== How to complete this task ==
The response should consist of the data reproduced word for word.

:: Data records

PR #146, opened 2018-04-27
Update resources (first pass)

JoelPasvolsky:
@randomir I'd prefer to merge early so we don't become too out of sync. I'll afterwards go again over my new content and refine it.

### DIFF
--- a/dwave/cloud/computation.py
+++ b/dwave/cloud/computation.py
@@ -153,6 +153,27 @@ class Future(object):
 
         Returns:
             2-tuple of futures done and not_done, similar to `concurrent.futures.wait()`
+
+        Examples:
+
+        By default all sampling requests are processed asynchronously. Reading results from
+        any future object is a blocking operation.
+
+        .. code-block:: python
+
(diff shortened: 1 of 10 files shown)


dwave/cloud/computation.py
```diff
@@ -153,6 +153,27 @@ def wait_multiple(futures, min_done=None, timeout=None):
...
+
+            # We can check if a set of samples are ready without blocking
+            print(futures[0].done())
+
+            # We can wait on a single future
+            futures[0].wait()
+
+            # Or we can wait on several futures
+            dwave.cloud.computation.Future.wait_multiple(futures, min_done=3)
+
```
randomir: Heads up: mention accessing `future.samples` or `future['samples']` is a blocking operation for the first time (calls `.result()`). Next access to any of the properties is non-blocking.

Also, `as_completed` is modeled after `concurrent.futures.as_completed` (has same semantics as much as possible). `as_completed` is usually preferred over `wait_multiple` since it is a blocking iterable of resolved futures.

::::

== Problem solution ==
PR #146, opened 2018-04-27
Update resources (first pass)

JoelPasvolsky:
@randomir I'd prefer to merge early so we don't become too out of sync. I'll afterwards go again over my new content and refine it.

### DIFF
--- a/dwave/cloud/computation.py
+++ b/dwave/cloud/computation.py
@@ -153,6 +153,27 @@ class Future(object):
 
         Returns:
             2-tuple of futures done and not_done, similar to `concurrent.futures.wait()`
+
+        Examples:
+
+        By default all sampling requests are processed asynchronously. Reading results from
+        any future object is a blocking operation.
+
+        .. code-block:: python
+
(diff shortened: 1 of 10 files shown)


dwave/cloud/computation.py
```diff
@@ -153,6 +153,27 @@ def wait_multiple(futures, min_done=None, timeout=None):
...
+
+            # We can check if a set of samples are ready without blocking
+            print(futures[0].done())
+
+            # We can wait on a single future
+            futures[0].wait()
+
+            # Or we can wait on several futures
+            dwave.cloud.computation.Future.wait_multiple(futures, min_done=3)
+
```
randomir: Heads up: mention accessing `future.samples` or `future['samples']` is a blocking operation for the first time (calls `.result()`). Next access to any of the properties is non-blocking.

Also, `as_completed` is modeled after `concurrent.futures.as_completed` (has same semantics as much as possible). `as_completed` is usually preferred over `wait_multiple` since it is a blocking iterable of resolved futures.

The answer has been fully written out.